_Information supplied_
PR #13623, opened 2025-08-10
fix: start plugin task not enough delay

Constrat:
https://github.com/MaaAssistantArknights/MaaAssistantArknights/commit/4a68fac63975ec01f20b1292531f711365c4063e#r163749694

> This completely breaks the algorithm. 300 ms is too little to detect a crash. I remember during the "studies". 1500 is the minimum possible delay. Anything less and the game will not crash in time as it's still "booting up" or "running" right before the crash.

### DIFF
--- a/src/MaaCore/Task/Miscellaneous/StartGameTaskPlugin.cpp
+++ b/src/MaaCore/Task/Miscellaneous/StartGameTaskPlugin.cpp
@@ -18,8 +18,7 @@ bool StartGameTaskPlugin::start_game_with_retries(size_t pipe_data_size_limit, b
             }
         }
 
-        int delay = std::min(1500, 300 + i * 50);
-        sleep(delay);
+        sleep(1500);
     }
 
     return false;


ABA2396:
Is this part meant to avoid the game crashing right after launch?
I used to think it was simply checking whether the game had returned to running in the foreground.

ABA2396 (approved):

ABA2396:
But in this case, `newer_android` wouldn’t be checking for crashes, right?

Constrat:
So for whatever reason the yostaren client has the chance of returning to the main emulator main right after starting it. This happens both when the user manually clicks the application and when MAA uses the start intention to open the app. 

Before I added this small algorithm MAA would just open the game once and start all the tasks, but in reality there's a chance (big chance) for the game to go back to the main menu and MAA has no idea and would fail all the tasks.

Regarding the  newer version... I honestly forgot how it worked. Quite a bit of time has pssed...
Basically there's a better output for newer android that can tell us better what's happening so when the game correctly started / crashed. So we don't have guess and hope arknights started. We just check the output 


Perhaps if you are unsure we can just use this algorithm for yostaren only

_Problem description_
Look above and repeat, character for character, the lines from the first one to the line with "I used to think", counting both.

_Solution to the problem_
PR #13623, opened 2025-08-10
fix: start plugin task not enough delay

Constrat:
https://github.com/MaaAssistantArknights/MaaAssistantArknights/commit/4a68fac63975ec01f20b1292531f711365c4063e#r163749694

> This completely breaks the algorithm. 300 ms is too little to detect a crash. I remember during the "studies". 1500 is the minimum possible delay. Anything less and the game will not crash in time as it's still "booting up" or "running" right before the crash.

### DIFF
--- a/src/MaaCore/Task/Miscellaneous/StartGameTaskPlugin.cpp
+++ b/src/MaaCore/Task/Miscellaneous/StartGameTaskPlugin.cpp
@@ -18,8 +18,7 @@ bool StartGameTaskPlugin::start_game_with_retries(size_t pipe_data_size_limit, b
             }
         }
 
-        int delay = std::min(1500, 300 + i * 50);
-        sleep(delay);
+        sleep(1500);
     }
 
     return false;


ABA2396:
Is this part meant to avoid the game crashing right after launch?
I used to think it was simply checking whether the game had returned to running in the foreground.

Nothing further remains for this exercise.